PR #893, opened 2025-06-18
Update deps and adapt code

SergioGasquez:
Since we plan to release soon :tm:, lets bump the deps and test them before the release

### DIFF
--- a/Cargo.lock
+++ b/Cargo.lock
@@ -426,7 +426,7 @@ version = "7.1.4"
 source = "registry+https://github.com/rust-lang/crates.io-index"
 checksum = "4a65ebfec4fb190b6f90e944a817d60499ee0744e582530e2c9900a22e591d9a"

-- What is needed --
The data above needs retyping. Reproduce each line exactly.

-- Response --
PR #893, opened 2025-06-18
Update deps and adapt code

SergioGasquez:
Since we plan to release soon :tm:, lets bump the deps and test them before the release

### DIFF
--- a/Cargo.lock
+++ b/Cargo.lock
@@ -426,7 +426,7 @@ version = "7.1.4"
 source = "registry+https://github.com/rust-lang/crates.io-index"
 checksum = "4a65ebfec4fb190b6f90e944a817d60499ee0744e582530e2c9900a22e591d9a"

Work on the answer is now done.